* _Input data_:

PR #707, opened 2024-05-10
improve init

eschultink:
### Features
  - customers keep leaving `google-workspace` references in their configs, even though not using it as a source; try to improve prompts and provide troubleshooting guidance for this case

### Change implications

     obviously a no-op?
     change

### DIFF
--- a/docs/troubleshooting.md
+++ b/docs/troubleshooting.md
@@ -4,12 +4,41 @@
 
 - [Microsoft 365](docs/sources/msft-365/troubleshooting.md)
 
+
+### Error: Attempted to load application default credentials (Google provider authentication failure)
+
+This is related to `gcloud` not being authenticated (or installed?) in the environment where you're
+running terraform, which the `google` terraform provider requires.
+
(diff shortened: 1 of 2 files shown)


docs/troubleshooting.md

--

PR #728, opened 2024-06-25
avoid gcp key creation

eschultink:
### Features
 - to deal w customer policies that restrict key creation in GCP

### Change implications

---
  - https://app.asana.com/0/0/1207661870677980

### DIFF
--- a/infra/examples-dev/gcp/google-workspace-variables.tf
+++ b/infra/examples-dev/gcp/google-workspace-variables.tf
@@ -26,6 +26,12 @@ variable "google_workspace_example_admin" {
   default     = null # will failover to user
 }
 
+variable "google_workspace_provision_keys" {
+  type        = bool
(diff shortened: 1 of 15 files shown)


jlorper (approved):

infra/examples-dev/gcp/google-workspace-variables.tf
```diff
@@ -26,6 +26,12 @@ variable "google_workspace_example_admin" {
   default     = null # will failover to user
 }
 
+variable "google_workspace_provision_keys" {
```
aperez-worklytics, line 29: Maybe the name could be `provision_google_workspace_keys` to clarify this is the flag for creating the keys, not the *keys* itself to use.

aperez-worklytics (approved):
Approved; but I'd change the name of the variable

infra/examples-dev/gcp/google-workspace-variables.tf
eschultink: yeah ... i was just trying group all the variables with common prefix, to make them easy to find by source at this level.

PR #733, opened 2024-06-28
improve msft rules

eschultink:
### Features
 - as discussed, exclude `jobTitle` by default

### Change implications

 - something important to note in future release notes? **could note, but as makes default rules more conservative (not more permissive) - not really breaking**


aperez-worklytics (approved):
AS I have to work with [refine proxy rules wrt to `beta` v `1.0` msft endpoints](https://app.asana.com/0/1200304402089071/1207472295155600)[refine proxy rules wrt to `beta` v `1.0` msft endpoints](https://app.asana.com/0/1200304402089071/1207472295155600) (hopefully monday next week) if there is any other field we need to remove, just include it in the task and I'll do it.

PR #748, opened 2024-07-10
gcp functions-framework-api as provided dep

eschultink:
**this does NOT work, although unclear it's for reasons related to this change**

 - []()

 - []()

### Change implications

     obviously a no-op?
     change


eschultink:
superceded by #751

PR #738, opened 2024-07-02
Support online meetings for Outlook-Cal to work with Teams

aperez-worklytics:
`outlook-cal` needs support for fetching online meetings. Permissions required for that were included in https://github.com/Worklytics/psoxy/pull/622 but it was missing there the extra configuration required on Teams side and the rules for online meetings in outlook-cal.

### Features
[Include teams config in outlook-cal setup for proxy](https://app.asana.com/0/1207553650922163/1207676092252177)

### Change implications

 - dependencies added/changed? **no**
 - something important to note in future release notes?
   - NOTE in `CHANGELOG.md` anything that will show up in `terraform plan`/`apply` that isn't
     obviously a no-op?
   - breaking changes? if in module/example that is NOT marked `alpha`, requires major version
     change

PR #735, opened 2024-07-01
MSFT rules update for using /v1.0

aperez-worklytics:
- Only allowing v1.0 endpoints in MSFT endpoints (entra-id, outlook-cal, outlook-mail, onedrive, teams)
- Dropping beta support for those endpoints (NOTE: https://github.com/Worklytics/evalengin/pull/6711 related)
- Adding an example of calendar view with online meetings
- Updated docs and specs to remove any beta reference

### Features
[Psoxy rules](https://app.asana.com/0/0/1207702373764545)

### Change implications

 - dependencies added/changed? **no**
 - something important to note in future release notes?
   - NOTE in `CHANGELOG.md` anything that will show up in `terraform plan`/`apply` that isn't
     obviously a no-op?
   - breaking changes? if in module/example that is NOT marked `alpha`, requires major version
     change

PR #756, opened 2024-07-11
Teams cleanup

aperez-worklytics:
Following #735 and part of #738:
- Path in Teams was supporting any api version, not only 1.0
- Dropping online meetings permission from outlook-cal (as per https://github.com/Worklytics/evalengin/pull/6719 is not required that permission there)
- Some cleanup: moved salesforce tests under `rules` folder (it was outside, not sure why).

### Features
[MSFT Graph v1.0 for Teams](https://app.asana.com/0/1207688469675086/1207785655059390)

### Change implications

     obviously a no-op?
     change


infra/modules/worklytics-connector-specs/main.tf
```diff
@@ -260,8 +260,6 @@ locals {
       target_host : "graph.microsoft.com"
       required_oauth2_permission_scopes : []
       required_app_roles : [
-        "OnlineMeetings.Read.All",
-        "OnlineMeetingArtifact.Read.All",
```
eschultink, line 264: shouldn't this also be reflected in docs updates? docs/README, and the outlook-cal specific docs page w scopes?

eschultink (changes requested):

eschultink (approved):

...

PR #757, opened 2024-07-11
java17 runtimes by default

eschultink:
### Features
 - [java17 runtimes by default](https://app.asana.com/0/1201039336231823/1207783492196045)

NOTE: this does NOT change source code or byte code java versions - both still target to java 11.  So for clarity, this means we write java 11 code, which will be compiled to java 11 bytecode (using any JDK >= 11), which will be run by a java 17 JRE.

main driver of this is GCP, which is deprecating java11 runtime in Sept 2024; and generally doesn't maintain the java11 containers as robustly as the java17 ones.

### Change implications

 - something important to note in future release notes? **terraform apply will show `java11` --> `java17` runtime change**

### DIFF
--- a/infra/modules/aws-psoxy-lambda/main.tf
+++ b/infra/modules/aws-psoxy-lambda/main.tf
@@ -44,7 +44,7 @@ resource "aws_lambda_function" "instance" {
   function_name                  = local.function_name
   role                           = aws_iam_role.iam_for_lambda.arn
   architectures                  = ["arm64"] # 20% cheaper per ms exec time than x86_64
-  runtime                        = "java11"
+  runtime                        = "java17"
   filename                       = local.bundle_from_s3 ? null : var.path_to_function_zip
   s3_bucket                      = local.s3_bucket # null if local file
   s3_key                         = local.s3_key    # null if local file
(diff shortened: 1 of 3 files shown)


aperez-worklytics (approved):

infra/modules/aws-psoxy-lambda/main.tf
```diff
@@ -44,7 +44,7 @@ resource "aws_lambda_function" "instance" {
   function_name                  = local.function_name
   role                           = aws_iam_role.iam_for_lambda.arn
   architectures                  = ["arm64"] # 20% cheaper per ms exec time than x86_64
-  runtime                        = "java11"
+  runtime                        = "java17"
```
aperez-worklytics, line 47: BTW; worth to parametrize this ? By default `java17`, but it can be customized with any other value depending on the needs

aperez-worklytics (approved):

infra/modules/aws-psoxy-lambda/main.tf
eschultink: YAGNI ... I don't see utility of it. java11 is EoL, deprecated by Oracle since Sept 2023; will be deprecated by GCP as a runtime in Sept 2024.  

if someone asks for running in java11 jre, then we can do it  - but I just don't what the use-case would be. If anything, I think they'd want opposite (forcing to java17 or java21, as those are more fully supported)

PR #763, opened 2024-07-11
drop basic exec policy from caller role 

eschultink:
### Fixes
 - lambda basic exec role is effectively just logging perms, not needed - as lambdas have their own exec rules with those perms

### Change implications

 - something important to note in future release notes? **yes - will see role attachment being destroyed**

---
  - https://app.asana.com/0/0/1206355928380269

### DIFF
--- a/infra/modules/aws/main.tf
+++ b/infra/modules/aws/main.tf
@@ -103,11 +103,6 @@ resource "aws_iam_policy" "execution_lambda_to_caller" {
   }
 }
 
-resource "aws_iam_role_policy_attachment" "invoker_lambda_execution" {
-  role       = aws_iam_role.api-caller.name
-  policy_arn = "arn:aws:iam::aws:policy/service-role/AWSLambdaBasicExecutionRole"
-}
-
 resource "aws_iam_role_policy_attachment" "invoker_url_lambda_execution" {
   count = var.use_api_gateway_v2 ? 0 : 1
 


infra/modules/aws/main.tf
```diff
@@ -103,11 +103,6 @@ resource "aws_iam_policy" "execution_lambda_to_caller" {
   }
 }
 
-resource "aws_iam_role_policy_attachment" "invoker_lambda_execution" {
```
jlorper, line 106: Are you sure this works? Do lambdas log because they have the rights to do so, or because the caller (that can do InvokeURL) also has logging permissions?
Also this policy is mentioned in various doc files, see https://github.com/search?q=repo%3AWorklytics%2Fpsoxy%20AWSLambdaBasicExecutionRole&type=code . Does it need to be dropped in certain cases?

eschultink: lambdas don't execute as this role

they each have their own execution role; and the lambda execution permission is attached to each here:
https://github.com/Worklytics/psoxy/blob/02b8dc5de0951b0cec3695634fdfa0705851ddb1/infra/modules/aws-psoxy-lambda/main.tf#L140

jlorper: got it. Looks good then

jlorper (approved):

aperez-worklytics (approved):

* _Assignment_:
From the data above, copy each line that has the string "notes".

* _Expected answer_:
 - something important to note in future release notes? **could note, but as makes default rules more conservative (not more permissive) - not really breaking**
 - something important to note in future release notes?
 - something important to note in future release notes?
 - something important to note in future release notes? **terraform apply will show `java11` --> `java17` runtime change**
 - something important to note in future release notes? **yes - will see role attachment being destroyed**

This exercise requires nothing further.